With all the hoopla dished around about the newly arriving 7200rpm drives, its often easy to overlook the fact that increasing data density can increase throughput speed. Seagate's mighty 7200rpm Medalist Pro has arrived, delivering some impressive benchmark figures. Its interesting to note that while the Seagate drive was announced in October, its just now in March that we're seeing it widely available.
Just a month ago, Maxtor announced its new DiamondMax 2880 series of drives. Since the 2880 is still the same 5400rpm ATA design that we're all familiar with, the press release has been met with a relatively quiet reception. The 3.5" ATA drive does, however, break into some new territory. With the exception of the 5.25" form-factor Quantum Bigfoot TX, the 11.5 gig DiamondMax is the largest currently shipping ATA drive, packing 2.9 gigs of data on each of four platters. The other accompanying specs are rather mundane: 256k buffer, 9.0 millisecond access time, and, of course, the venerable 5400rpm spindle speed.

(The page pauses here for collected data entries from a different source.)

PR #29, opened 2026-02-21
feat(channels): telegram streaming

veelenga:
- telegram message streaming
- agent loop refactoring 
- specs


veelenga:
This is working and looking nice on telegram, but could be an overkill for this project for now.

PR #30, opened 2026-02-21
fix(agent): preserve `extra_content`, primarily for gemini

xendk:
Gemini requires `extra_content.google.thought_signature` to be retained on tool calls.

Google apparently decided on the nested structure so other providers might use it too.

### DIFF
--- a/src/autobot/providers/http_provider.cr
+++ b/src/autobot/providers/http_provider.cr
@@ -80,9 +80,7 @@ module Autobot
         apply_auth_headers(headers, spec)
 
         Log.debug { "POST #{url} model=#{model}" }
-        Log.debug { body.to_pretty_json }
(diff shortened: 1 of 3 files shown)


src/autobot/providers/http_provider.cr
```diff
@@ -80,7 +80,9 @@ module Autobot
         apply_auth_headers(headers, spec)
 
         Log.debug { "POST #{url} model=#{model}" }
+        Log.debug { body.to_pretty_json }
         response = http_post(url, headers, body.to_json)
+        Log.debug { response.body }
```
veelenga: this could be very noisy and potentially leak sensitive data (API keys in headers aren't logged, but request/response bodies may contain user content)

PR #35, opened 2026-02-22
feat(channels): add zulip

xendk:
[Zulip](https://zulip.com/) is a Slack alternative.

Rudimentary first implementation, supports direct messages.


xendk:
Ah haha, so *that's* why Gemini decided to fold out things into methods.

I'll get it fixed tomorrow.

PR #56, opened 2026-03-14
fix(cli): add workspace security warnings to doctor command

renich:
Updates the autobot doctor command to check for risky workspace locations. It specifically adds a warning if the workspace is initialized directly in the user's home directory, which can lead to unintentional file access or permission issues.

Changes:

- Added home directory check in src/autobot/cli/doctor.cr.
- Improved output formatting for security warnings.


veelenga (approved):
lgtm

PR #58, opened 2026-03-14
feat(tools): allow overriding exec safety guards via config

renich:
Adds the ability for users to explicitly override default execution safety guards through the config.yml file. This allows for more permissive operations in sandboxed or trusted environments.

Changes:

- Added safety_override flag to tool configuration.
- Updated ExecTool to respect user-defined safety bypasses.

### DIFF
--- a/src/autobot/cli/gateway.cr
+++ b/src/autobot/cli/gateway.cr
@@ -141,8 +141,7 @@ module Autobot
         cron_service : Cron::Service,
       )
         sandbox_config = config.tools.try(&.sandbox) || "auto"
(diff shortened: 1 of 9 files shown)


src/autobot/cli/gateway.cr
```diff
@@ -141,6 +141,8 @@ module Autobot
         cron_service : Cron::Service,
       )
         sandbox_config = config.tools.try(&.sandbox) || "auto"
+        deny_patterns = config.tools.try(&.exec.try(&.deny_patterns)).try(&.map { |pat| Regex.new(pat, Regex::Options::IGNORE_CASE) }) || Tools::ExecTool::DEFAULT_DENY_PATTERNS
```
veelenga: Config deny_patterns silently replaces all built-in safety defaults.

The `||` fallback only kicks in when the config key is absent. If a user provides `deny_patterns: []` (empty array) or even a single custom pattern, all 25+ built-in deny patterns (fork bombs, privilege escalation, reverse shells, etc.) are dropped.

PR #65, opened 2026-06-07
fix(tools): prevent deadlock when executed commands spawn daemons

renich:
## Description
When Autobot uses the `exec` tool, if the executed command spawns a background daemon (such as `postgres` via `pg_ctl start`), that daemon inherits the standard output and standard error file descriptors from the shell. 

Because Autobot's process executor was waiting indefinitely for the read channels to close (EOF), and the long-running background daemon never closed those write pipes, the agent's main event loop would hang permanently. 

## Fix
This PR ensures that the read ends of the `stdout` and `stderr` pipes are explicitly closed by the parent process immediately after the main process completes. This forcefully interrupts any lingering blocking reads from background fibers and safely returns the captured output up to that point.

### DIFF
--- a/src/autobot/tools/exec.cr
+++ b/src/autobot/tools/exec.cr
@@ -185,12 +185,14 @@ module Autobot
 
         timed_out, status = wait_for_process(process, completed)
 
+        # Close read ends to break any blocking io.read in background fibers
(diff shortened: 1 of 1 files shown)


veelenga (approved):
lgtm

Maxtor drives, of course, are everywhere. Trot down to your local superstore retailer and gape at the mounds of red boxes behind the counter (not to mention those all those drives that also come in white boxes, but why do they still offer a maximum capacity of only 6.4 gigs? ) The review sample of this drive is a retail-packaged unit purchased from one of these said stores. The kit comes fully equipped with mounting rails, poster documentation, MaxBlast software, and cabling. Like Seagate's new 9.1GB offering, the DiamondMax 91152D8's size exceeds the limit of many older machines which may necessitate the use of the included software.
As usual, ZDBop's WinBench 98 along with Adaptec's Threadmark 2.0 were both run on the unit in Windows 95 OSR 2.1 and Windows NT Workstation 4.0 The drive was partitioned into a single volume of maximum size. The average of 5 trials is presented below.